Flag of India  , West Bengal,
Thursday, December 10, 2009

Before we'd even recovered from our Bangladesh work, we took some leave and masochistically subjected ourselves to more crazy travel.   We set off to see the great Himalaya.  We had been working at the mouths of the Ganges and Brahmaputra Rivers, where the Sundarbans mangrove is located, and figured we should see the source of these rivers.  Seems unexpected that the mountains would be so close, but actually they were just a couple 40-minute flights and a 3-hour bumpy jeep ride away. 

Our friend John and we used Darjeeling, India, as our base of operations.  Darjeeling is located at 7000 feet elevation in a little appendage of India that juts north into the Himalaya, between Nepal and Bhutan.  The region contains the world’s third highest peak after Mt. Everest and K2, called Khangchendzonga  [got that?], some 28,000 feet above sea level.  More than we expected, this part of India is distinctly Himalayan culturally, with Buddhist monasteries everywhere, most people speaking Nepali and of Mongol rather than Indian descent.  

Darjeeling sports some spectacular views of the mountains.  So we hear.  When we were there, a distant cyclone moving across central India was causing dense fog to shroud everything beyond our hands in front of our faces.  So we spent some time at local monasteries in the fog, walked between towns in the fog, drank some of Darjeeling’s famous tea in the fog, did some bird-watching in the fog, and went to the Himalayan zoo in the fog (ever seen a snow leopard?  wow!). 

John had to head back to the States before us, but we hear he got to see the mountains on his way out of town at 5 in the morning.  The two of us then embarked on a multi-day trek through the high country along Singalila Ridge, which forms the India-Nepal border and fronts the world’s highest peaks.  Treks in this part of the world customarily involve a guide, porters, and cooks—not something we’re used to, but who wants to buck the trend?  A hike with tea breaks, catered hot meals, no dishes to do, and no big pack to carry.  Not too bad.

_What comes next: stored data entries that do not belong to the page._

PR #101, opened 2018-03-12
Simplify desiInstall for use only at NERSC.

### LINKED ISSUE #96: Consider eliminating "cross-installs"
To reduce the complexity of desiInstall, consider eliminating "cross-installs".  A cross-install is where a product that contains no compiled code (*e.g.* only shell scripts and/or data) is installed only once and then symlinked into other install directories.  This has applied only to NERSC, where an install would be performed on edison, then symlinks would duplicate the installation for other NERSC hosts.

In practice, we don't actually use this that much, because we have very few products that fit into this category.  desimodules, desitree, and desiBackup are three products that do fit this category, but desimodules already requires special care in installation in the desiconda infrastructure.  So it doesn't seem worth it to carry forward the complexity of cross-installs just for a very small number of products.

@sbailey, please comment.

### LINKED ISSUE #97: Eliminate copying checked out code to final install directory
Historically as part of the `desiInstall` script, we *copied* the contents of the working/build directory to the final install directory, in addition to actually *installing* the code (`python setup.py install` / `make install`) in the same directory.

This isn't really necessary anymore, since we've moved necessary package data inside the Python packages themselves, so data gets installed along with the Python package.  However, a few packages, particularly desimodel, still need extra data that is downloaded to the *build* directory, then copied into place.

This issue will track any additional packages that need special data install handling, and the eventual removal of the code.  Other issues will track the modification of the data scripts to install directly to the install directory.

### LINKED ISSUE #99: Do we still need separate KNL support?
My understanding is that recent versions of desiconda are compiled in such a way that both haswell and knl are supported.  Thus it is no longer necessary to support separate cori and coriknl installations.  Can we confirm this?  It would simplify desiInstall a little bit.

### LINKED ISSUE #100: Ignore unimportant warning messages when installing specex
When compiling specex, warning like this are written to STDERR: `icpc: command line warning #10006: ignoring unknown option '-Wunused-value'`.  desiInstall interprets this output as a failure.

weaverba137:
This PR:

* Fixes #100.
* Fixes #99.
* Fixes #97.
* Fixes #96.

Still have a few more commits to add before merging...


weaverba137:
This is ready for review, but I want to run a few desiInstall tests before merging.

weaverba137:
Note to self: I still need to deal with suppressing specex warnings.

weaverba137:
Aside from desihub/fiberassign#103, I am satisfied that this update to desiInstall works.

PR #105, opened 2018-03-23
Python executable path

### LINKED ISSUE #104: installed  code shouldn't reference desiconda/current
A path problem for the 18.2 install, which we need to fix for 18.3:

```
[cori10 ~] source /project/projectdirs/desi/software/desi_environment_18.2.sh  
[cori10 ~] echo $DESICONDA
/global/common/software/desi/cori/desiconda/20180130-1.2.4-spec/conda
[cori10 ~] which desi_extract_spectra 
/global/common/software/desi/cori/desiconda/current/code/desispec/0.18.0/bin/desi_extract_spectra
[cori10 ~] head $(which desi_extract_spectra )
#!/global/common/software/desi/cori/desiconda/current/conda/bin/python
# EASY-INSTALL-SCRIPT: 'desispec==0.18.0','desi_extract_spectra'
__requires__ = 'desispec==0.18.0'
__import__('pkg_resources').run_script('desispec==0.18.0', 'desi_extract_spectra')
```

Note that those are in terms of desiconda/current instead of desiconda/20180130-1.2.4-spec .  Right now those are the same, but when we update which version of desiconda is "current" it will change the underlying desiconda version used when someone configures 18.2.  For 18.3, we should make sure that all the paths use desiconda/20180130-1.2.4-spec and don't rely upon "current".

As a procedure, I hope this is as simple as configuring desiconda/20180130-1.2.4-spec instead of desiconda/current before proceeding with installations.  It would be extra helpful if desiInstall could resolve symlinks into their final non-symlinked path; unfortunately `os.path.abspath` doesn't do that.

weaverba137:
This PR attempts to fix #104 at least for future installs by checking that during the bootstrap process, desiInstall is installed with an explicit desiconda version, not "current".

In theory, it would be possible to reject any attempt to use desiInstall if, internally, it cannot find an explicit desiconda version, but I have not implemented this.  I can if that is desired.  If we go down this road though, we may want to consider simply eliminating the 'current' symlink entirely, so that it is impossible not to choose an explicit version.

In addition, the desiutil.module file is added to the internal structure of the desiutil Python package so that it is available even if the etc/ directory is not installed, which it won't be, because we no longer copy the full package contents on install.

Finally, there is some clean-up of the package imports in `desiutil.install`.

### DIFF
--- a/doc/changes.rst
+++ b/doc/changes.rst
@@ -7,8 +7,11 @@ Change Log
 
 * Remove support for :command:`desiInstall` in environments other than
   NERSC (PR `#101`_).
+* Try as best as possible that Python executable scripts are installed with
+  an explicit desiconda version (PR `#105`_).
 
 .. _`#101`: https://github.com/desihub/desiutil/pull/101
+.. _`#105`: https://github.com/desihub/desiutil/pull/105
 
 1.9.9 (2017-12-20)
 ------------------
--- a/py/desiutil/data/desiutil.module
+++ b/py/desiutil/data/desiutil.module
@@ -1,0 +1,77 @@
+#%Module1.0
+# The first line of this file tells Modules that this is a module file.
+# DO NOT ALTER IT!
+#
+# ABOUT THIS FILE
+#
+# This file is designed to be processed by Python.  Specifically, this file
+# will be read into a string, and the .format() method will be applied to it.
+# This file is not a valid module file on its own.
+#
+# METADATA AND DOCUMENTATION SECTION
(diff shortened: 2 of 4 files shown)


weaverba137:
On edison, I hand-edited desiInstall, and installed desidatamodel 1.2.0.  The executable scripts in desidatamodel then had the correct Python paths.  So I think we'll be OK with just hand-editing desiInstall on cori & edison for the current desiconda version, then double-checking after the next bootstrap.

PR #111, opened 2018-04-19
update to more recent sklearn.mixture.GaussianMixture keywords

moustakas:
The sklearn data model changed recently.  This simple PR supports both old and newer versions of `sklearn.mixture.GaussianMixture` which is used in a variety of places in `desihub`.


sbailey:
sklearn has terrible datamodel consistency hygiene.  Thanks for contributing this workaround.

Not to say we were actually comfortable or anything...  Although we (especially Dan) had been looking forward to a cooler climate away from tropical heat, this trip swung the pendulum a little far.  It was cold.  Really cold, with bitter bitter wind.  We wore every shred of clothing we brought and barely kept up, and spent a good deal of our evening time in our sleeping bags in the wind-permeated huts we stayed in.  During the day we walked along a cobblestone jeep trail along the ridgetop—one foot in Nepal, one in India—stopping for tea at the occasional tiny village composed of one or two dark, windswept huts.  We topped out at around 12,000 feet along this hike, and the weather did eventually clear, so we were treated to some absolutely stunning views of the highest peaks on Earth, including Mt. Everest—something neither of us ever really thought we’d see.  Truly spectacular.  Their snowy, glaciered crags looked even colder than we felt.  The forests on the way down were also a highlight, as they looked much like Pacific Northwest forests, but with an understory of bamboo. 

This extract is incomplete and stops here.